A. V. : Début octobre, lorsque nous avons lancé les invitations pour le lancement officiel, nous étions 40 membres. Nous sommes désormais une centaine et depuis ce week-end, ça n’arrête pas! Je n’ai pas encore déblayé ma boîte e-mail mais je peux dire que plusieurs dizaines de nouveaux adhérents nous ont rejoint.
Nous n’avons pas forcément d’objectifs chiffrés quant au nombre d’adhérents mais nous comptons, dans un avenir proche, aller à leur rencontre en organisant des réunions publiques dans les départements. Et à terme, nous espérons pouvoir ouvrir des sections locales où se trouvent les poches d’adhérents.

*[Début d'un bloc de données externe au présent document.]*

PR #799, opened 2021-06-08
feat: Add Tracer.non_recording_span to API

### LINKED ISSUE #793: Explicitly define a NonPropagatingSpan function
Correct me if I'm wrong: I believe you are supporting wrapping the `NonRecordingSpan` notion through the no-op API `Tracer`, i.e. in API `Tracer.start_span()` you do:

```ruby
Span.new(span_context: span_context)
```

Effectively wrapping a `SpanContext`. `Span` itself doesn't _seem_ to publicly allow this though:

```ruby
      # @api private
      def initialize(span_context: nil)
```

But we need to offer this publicly. Maybe consider exposing a `Span.wrap(SpanContext)` function?

fbogsany:
Fixes #793

There's a lot going on here. The TL;DR is that
1. we had some crufty code that was long overdue for cleanup; and
2. in order to comply with the spec, we need to make `non_recording_span` an *instance* method on `Tracer` (because `Span`s can only be created by a `Tracer`), and we had a bunch of places that abused `Span.new` (which we marked `@api private`) and didn't have a `Tracer` instance handy.


sdk/test/opentelemetry/sdk/trace/export/console_span_exporter_test.rb
```diff
@@ -22,11 +22,11 @@
     $stdout = @original_stdout
   end
 
-  it 'accepts an Array of Spans as arg to #export and succeeds' do
+  it 'accepts an Array of SpanData as arg to #export and succeeds' do
     _(exporter.export(spans)).must_equal export::SUCCESS
   end
 
-  it 'accepts an Enumerable of Spans as arg to #export and succeeds' do
+  it 'accepts an Enumerable of SpanData as arg to #export and succeeds' do
```
ahayworth, line 29: With the change at L13 (going from an array of `Span` to an array of `Object`) we're not really testing that the `console_span_exporter` accepts "an Enumerable of SpanData" (and same for the test at L25).

...although, I suppose one could make the case that we were _never_ testing for an array/enumerable of `SpanData` specifically, since we were actually sending an array of `Span`. 😆 

Do we have any desire to ensure that this exporter accepts specifically `SpanData`? If we do, we should probably update the test to actually assert that specifically (and maybe have the exporter fail otherwise). Otherwise we could rename the test to something like `it accepts an Enumerable as arg to #export and succeeds` since the exporter as-implemented really doesn't care?

FWIW part of the reason I noticed this is that we have an in-house `LogSpanExporter` for debugging that's less verbose (and I've been meaning to contribute it back, honestly). We inherit from the `ConsoleSpanExporter` and do actually assume that we're getting an array of `SpanData`, and so if that's an unsafe assumption I can/will update our exporter to double-check what it's getting first.

ahayworth (approved):
On a technical level, I think this change is 👍 

On a spec level, it's a tad confusing to me so I feel like someone a little more knowledgeable about the spec should also sign-off. 😄

sdk/test/opentelemetry/sdk/trace/export/console_span_exporter_test.rb
fbogsany: It's a safe assumption (that you're getting an `Enumerable` of `SpanData`), but `ConsoleSpanExporter` doesn't actually care what it receives. If you do contribute your `LogSpanExporter` (ideally as improvements to the `ConsoleSpanExporter`), then a more strict test would be warranted.

Honestly, I was just in the file to fix some stuff actually related to the PR, and I noticed that this was obviously wrong. I'll fix the test to do what it says.

fbogsany:
In light of https://github.com/open-telemetry/opentelemetry-ruby/issues/793#issuecomment-856776966 (TL;DR this method doesn't have to be an instance method on `Tracer`), do we prefer to:
1. Keep things the way they are in this PR (instance method on `Tracer`)
2. Make the method static on `Tracer` (leads to calls like `OpenTelemetry::Trace::Tracer.non_recording_span(...)`
3. Move the method to `Trace` (leads to calls like `OpenTelemetry::Trace.non_recording_span(...)`)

Qu'est-ce qui pourrait convaincre le corps enseignant de voter FN aux prochaines élections ?
A. V. : Les pesanteurs idéologiques sont en train de tomber. Dans le milieu enseignant, qui est très refermé sur lui-même, ces barrières tombent aussi. Elles tombent juste moins vite qu’ailleurs. Lorsqu’il sera reconnu que le FN est un parti comme les autres, ce qui est en train de se faire, il sera plus aisé d’atteindre le corps enseignant qui, il est vrai, représente une terre de conquête. Il ne s’agit en aucun cas de faire du prosélytisme sur le lieu d’exercice mais de compter sur les réseaux sociaux, les événements que nous organisons et bien sûr les médias. Je suis confiant, le mouvement va se répandre.